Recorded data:
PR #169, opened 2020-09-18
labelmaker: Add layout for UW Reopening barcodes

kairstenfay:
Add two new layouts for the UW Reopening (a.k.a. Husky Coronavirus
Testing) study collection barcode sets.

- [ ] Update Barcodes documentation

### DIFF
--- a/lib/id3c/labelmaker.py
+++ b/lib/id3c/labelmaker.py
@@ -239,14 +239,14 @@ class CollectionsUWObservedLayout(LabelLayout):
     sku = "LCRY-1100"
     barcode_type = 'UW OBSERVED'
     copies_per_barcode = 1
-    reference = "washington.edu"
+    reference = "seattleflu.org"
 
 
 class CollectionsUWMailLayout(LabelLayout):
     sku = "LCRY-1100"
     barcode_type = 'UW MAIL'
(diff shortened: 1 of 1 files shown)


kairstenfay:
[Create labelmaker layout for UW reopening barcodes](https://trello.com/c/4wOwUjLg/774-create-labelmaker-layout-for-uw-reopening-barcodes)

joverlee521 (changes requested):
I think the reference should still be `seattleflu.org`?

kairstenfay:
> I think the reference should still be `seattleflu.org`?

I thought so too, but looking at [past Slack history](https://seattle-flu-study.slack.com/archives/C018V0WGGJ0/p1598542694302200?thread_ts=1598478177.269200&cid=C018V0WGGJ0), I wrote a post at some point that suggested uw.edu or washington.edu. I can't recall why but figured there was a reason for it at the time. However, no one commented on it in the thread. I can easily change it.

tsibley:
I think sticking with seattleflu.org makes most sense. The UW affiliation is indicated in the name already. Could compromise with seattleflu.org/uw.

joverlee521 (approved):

What to produce
Print each entry exactly as it appears above.

Your solution
PR #169, opened 2020-09-18
labelmaker: Add layout for UW Reopening barcodes

kairstenfay:
Add two new layouts for the UW Reopening (a.k.a. Husky Coronavirus
Testing) study collection barcode sets.

- [ ] Update Barcodes documentation

### DIFF
--- a/lib/id3c/labelmaker.py
+++ b/lib/id3c/labelmaker.py
@@ -239,14 +239,14 @@ class CollectionsUWObservedLayout(LabelLayout):
     sku = "LCRY-1100"
     barcode_type = 'UW OBSERVED'
     copies_per_barcode = 1
-    reference = "washington.edu"
+    reference = "seattleflu.org"
 
 
 class CollectionsUWMailLayout(LabelLayout):
     sku = "LCRY-1100"
     barcode_type = 'UW MAIL'
(diff shortened: 1 of 1 files shown)


kairstenfay:
[Create labelmaker layout for UW reopening barcodes](https://trello.com/c/4wOwUjLg/774-create-labelmaker-layout-for-uw-reopening-barcodes)

joverlee521 (changes requested):
I think the reference should still be `seattleflu.org`?

kairstenfay:
> I think the reference should still be `seattleflu.org`?

I thought so too, but looking at [past Slack history](https://seattle-flu-study.slack.com/archives/C018V0WGGJ0/p1598542694302200?thread_ts=1598478177.269200&cid=C018V0WGGJ0), I wrote a post at some point that suggested uw.edu or washington.edu. I can't recall why but figured there was a reason for it at the time. However, no one commented on it in the thread. I can easily change it.

tsibley:
I think sticking with seattleflu.org makes most sense. The UW affiliation is indicated in the name already. Could compromise with seattleflu.org/uw.

joverlee521 (approved):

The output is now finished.